■ **GOAL OF THE EXERCISE**:
Find the line containing "const bufs = []" in the records below. Copy exactly that line and each one after it, ending at the line containing "for this PR.", and nothing more.

Items listed in a dataset:
┌──

PR #301, opened 2020-08-06
don't propagate async scope across events

ronag:
Don't propagate async scope across events.

Pending recommendation/consensus in https://github.com/nodejs/node/issues/34430

Refs: https://github.com/nodejs/node/issues/34430

Small perf boost:

```
undici - stream x 12,681 ops/sec ±1.95% (83 runs sampled)
```

vs

```
undici - stream x 12,226 ops/sec ±2.12% (80 runs sampled)
```

### DIFF
--- a/lib/client-pipeline.js
+++ b/lib/client-pipeline.js
@@ -11,16 +11,13 @@ const {
   RequestAbortedError
 } = require('./errors')
 const util = require('./util')
-const { AsyncResource } = require('async_hooks')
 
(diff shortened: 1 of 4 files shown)


ronag:
@mcollina Do you have any opinion on this or should we wait and see how https://github.com/nodejs/node/issues/34430 turns out?

mcollina:
I think this is the right path tbh

PR #308, opened 2020-08-08
fix: pipeline res ret destroy

ronag:
investigating ubuntu failure

### DIFF
--- a/test/client-pipeline.js
+++ b/test/client-pipeline.js
@@ -525,7 +525,7 @@ test('pipeline abort piped res', (t) => {
         if (process.versions.node.split('.')[0] < 13) {
           t.ok(err)
         } else {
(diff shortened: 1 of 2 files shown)


test/client-pipeline.js
```diff
@@ -525,7 +525,7 @@ test('pipeline abort piped res', (t) => {
         if (process.versions.node.split('.')[0] < 13) {
           t.ok(err)
         } else {
-          t.strictEqual(err.code, 'ERR_STREAM_PREMATURE_CLOSE')
+          t.strictEqual(err.code, 'UND_ERR_ABORTED')
```
szmarczak, line 528: Why not `UNDICI_ERR_ABORTED`?

ronag: it should be UNDICI_ERR_ABORTED, that was the problem. Fixed.

PR #314, opened 2020-08-12
perf: improved pool balancing

ronag:
If all clients are busy then put requests in a queue and dispatch on first client that is no longer busy.

### DIFF
--- a/lib/client.js
+++ b/lib/client.js
@@ -54,11 +54,11 @@ const {
   kMaxKeepAliveTimeout,
   kKeepAliveTimeoutThreshold
 } = require('./symbols')
-const makeStream = require('./client-stream')
-const makeRequest = require('./client-request')
-const makePipeline = require('./client-pipeline')
-const makeUpgrade = require('./client-upgrade')
-const makeConnect = require('./client-connect')
+const makeStream = require('./client-stream').stream
+const makeRequest = require('./client-request').request
+const makePipeline = require('./client-pipeline').pipeline
+const makeUpgrade = require('./client-upgrade').upgrade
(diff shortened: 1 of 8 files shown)


lib/client.js
```diff
@@ -794,6 +798,10 @@ function resume (client) {
     }
 
     if (!client.pending) {
+      if (client.connected && !client[kWriting] && !client[kReset]) {
+        // TODO: Only emit if was busy.
+        client.emit('drain')
```
ronag, line 803: I'm a little unsure about the naming here... Also it might be emitted multiple times, though that is probably mostly harmless.

mcollina: drain is fine!

lib/pool.js
```diff
@@ -17,49 +21,104 @@ class Pool {
...
     }
 
+    this[kQueue] = []
+    this[kPendingIdx] = 0
     this[kClients] = Array.from({
       length: connections || 10
     }, () => new Client(url, options))
+
+    for (const client of this[kClients]) {
+      client.on('drain', () => {
```
mcollina, line 31: can you please create this closure in a separate function? closures and loops are.. weird.

ronag: it needs to capture the client instance though?

mcollina: you don't need it, it is `this` in the function (if you remove the arrow).

mcollina: Yes, something like `client.on('drain', onDrain(this))`

ronag: How about now?

ronag:
> It would be good to have a test to cover this.

I will revisit this later and write more tests.

PR #316, opened 2020-08-13
fix: change set-cookie header to always be an array

belochub:
For compatibility with the Node.js API `set-cookie` header, if present,
has to always be an array, even when there is only one value in it.

For reference, see https://nodejs.org/api/http.html#http_message_headers

There is also a possible compatibility problem with the way duplicate headers are handled right now since you always collect all duplicates to an array, but Node.js discards duplicates of some of the headers and joins the duplicate values with ', ' or '; ' for others. This can be fixed separately if you want full compatibility with Node.js, but for now, I only wanted to handle one issue that I discovered while using this package.

### DIFF
--- a/lib/util.js
+++ b/lib/util.js
@@ -59,7 +59,7 @@ function parseHeaders (headers, obj) {
     var key = headers[i].toLowerCase()
     var val = obj[key]
     if (!val) {
-      obj[key] = headers[i + 1]
+      obj[key] = key === 'set-cookie' ? [headers[i + 1]] : headers[i + 1]
     } else {
       if (!Array.isArray(val)) {
         val = [val]
--- a/test/client.js
+++ b/test/client.js
@@ -570,6 +570,35 @@ test('Set-Cookie', (t) => {
   })
 })
 
+test('Set-Cookie with a single cookie', (t) => {
+  t.plan(4)
+
+  const server = createServer((req, res) => {
+    res.setHeader('content-type', 'text/plain')
+    res.setHeader('Set-Cookie', 'a single cookie')
+    res.end('hello')
+  })
+  t.tearDown(server.close.bind(server))
+
+  server.listen(0, () => {
+    const client = new Client(`http://localhost:${server.address().port}`)
+    t.tearDown(client.close.bind(client))
+
+    client.request({ path: '/', method: 'GET' }, (err, { statusCode, headers, body }) => {
+      t.error(err)
+      t.strictEqual(statusCode, 200)
+      t.strictDeepEqual(headers['set-cookie'], ['a single cookie'])
+      const bufs = []
+      body.on('data', (buf) => {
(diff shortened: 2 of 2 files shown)


ronag:
I think the original thought here was that undici considers as little user land edge cases as possible and assumes what is provided is correct (or at least correct in terms of the protocol) and leave these kind of compat logic to higher level libraries.

That being said I'm not opposed to including these kind of things. @mcollina WDYT?

ronag:
@delvedor @szmarczak

ronag:
I'm having some second thoughts on this. It feels a bit like a rabbit hole. If we do this should we implement all the other weird Node behaviors as well? Where do we stop?

Would like to think about this a bit more. Not sure adding edge cases is a good idea.

ronag:
Anyone disagreeing to my objection or can we close this?

mcollina:
no, not really

belochub:
@mcollina @ronag I would like to clarify, to explain my idea for this PR.
I discovered the problem when using `fastify-reply-from` with `unidici` enabled in TypeScript. When passing `rewriteHeaders()` option, the way it is [typed](https://github.com/fastify/fastify-reply-from/blob/0d760697ac7158329d17ca6f79391ef5fcee1a57/index.d.ts#L43-L45) right now, that function accepts Node.js [`http.IncomingHttpHeaders`](https://github.com/DefinitelyTyped/DefinitelyTyped/blob/340147c67949c525323bd5e51d5d8eda1256e65b/types/node/http.d.ts#L7) type, which specifies that the value for `set-cookie` header is an array of strings, but as of right now, when `undici` is enabled in `fastify-reply-from`, that makes the provided types incorrect due to this and other possible differences related to header collection this package has from the Node.js API.
My first thought was to open an issue in the `fastify-reply-from` repository, but after looking into the details, I noticed that the issue was actually in the way this package is handling headers, and seeing that according to https://github.com/mcollina/undici/issues/312 you want this to possibly become a replacement for `http.request`, I thought that maybe it would make sense to notify you of this issue, and maybe fix this one specific difference that stands out the most. But I now see that I misunderstood the idea and that this package does not have to have the same API and behavior as Node.js API has.
I guess, the problem I discovered should be fixed in `fastify-reply-from` instead, but in my opinion, the current behavior when this header can be either a single string or an array of strings, depending on the number of times it is present in the response, is still less convenient than always having it presented as an array.

ronag:
@belochub Thanks for the description. I think this should be resolved in `fastify-reply-from`.

> is still less convenient than always having it presented as an array.

Depends... for most headers it's more convenient to have it as a string.

belochub:
>Depends... for most headers it's more convenient to have it as a string.

@ronag I agree, that for most headers this is better, thus the current behavior of this package, combining duplicate headers into an array instead of a string, might be an inconvenience for some users.

PR #327, opened 2020-08-15
v1.3.2: Improved Pool Balancing

ronag:
- perf: improved pool balancing (#314)

`Pool` will now wait for first non busy `Client` before dispatching a requests. This fixes the case of starvation where a client might have no more work to do while other clients have full queues. 

- fix: async scope upgrade & connect

`upgrade` and `connect` will now properly propagate async context to `callback`.

- fix: naming
- refactor: removed unnecessary kGetNext
- refactor: move checks into constructor
- refactor: pool doesn't need to create promise
- refactor: defaultHostname => hostname
- removed some assertions
- fix: busy if pending and not connected
- refactor: add reset prop
- refactor: make reset computed
- add assertion
- fix: use length instead of byteLength
- refactor: socket write & cork
- refactor: method => fn
- improve test coverage
- fix: Pool deadlock
- 100 coverage
- refactor: simplify
- move upgrade check earlier
- write stream headers later
- fix: reduce number of emit 'drain'
- prefer ! over === 0
- refactor: inline read(0) with comment
- test: fix flaky test
- fix: check bytesWritten on body.'end'
- refactor: move timeout logic to resume loop
- refactor: inline CRLF
- don't requeue aborted requests
- perf: Number.isFinite is faster than instanceof
- fix: buffer check for jest (#319)

### DIFF
--- a/package.json
+++ b/package.json
@@ -1,6 +1,6 @@
 {
   "name": "undici",
-  "version": "1.3.1",
+  "version": "1.3.2",
   "description": "An HTTP/1.1 client, written from scratch for Node.js",
   "main": "index.js",
   "scripts": {


ronag:
Not sure about the release process but I'll later close this PR and add the above description into the GH release notes.

ronag:
FYI: I've removed from the description commits related to changes that were later reverted.

ronag:
Should this be a patch or minor?

Jolg42:
Hello there!

@mcollina @ronag 

I'm curious to know if you were planning to release 1.3.2 on npm? (maybe forgot 😄)

I can see this PR bumps the release but `npm view undici` says latest is `1.3.1`

Thanks 🙇‍♂️

ronag:
@Jolg42 found some other stuff so right now it looks like we'll have a 2.0 in a few days. Would like to get coverage to 100 and consider whether there are any other semver major changes that would be appropriate to include.

Jolg42:
Ok 💯 👍 Thanks for the update 😃

Issue #470, opened 2020-11-02
Retry of idempotent request with body broken


ronag:
We clear the body after sending it to the socket. Hence the retry will done incorrectly without a body.

PR #471, opened 2020-11-02
fix: retry idempotent with original body

ronag:
Fixes:https://github.com/nodejs/undici/issues/470


benjamingr:
The fixes is probably wrong?

ronag:
Updated ref

mcollina (approved):
lgtm

PR #472, opened 2020-11-02
Update abort docs to native AbortController

benjamingr:
Noticed this very randomly ^^

We have native abortcontroller so it can be used.

Also - a few of the places used `AbortController` for signals incorrectly.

└──

■ **SOLUTION TO THIS EXERCISE**:
+      const bufs = []
+      body.on('data', (buf) => {
(diff shortened: 2 of 2 files shown)


ronag:
I think the original thought here was that undici considers as little user land edge cases as possible and assumes what is provided is correct (or at least correct in terms of the protocol) and leave these kind of compat logic to higher level libraries.

That being said I'm not opposed to including these kind of things. @mcollina WDYT?

ronag:
@delvedor @szmarczak

ronag:
I'm having some second thoughts on this. It feels a bit like a rabbit hole. If we do this should we implement all the other weird Node behaviors as well? Where do we stop?

Would like to think about this a bit more. Not sure adding edge cases is a good idea.

ronag:
Anyone disagreeing to my objection or can we close this?

mcollina:
no, not really

belochub:
@mcollina @ronag I would like to clarify, to explain my idea for this PR.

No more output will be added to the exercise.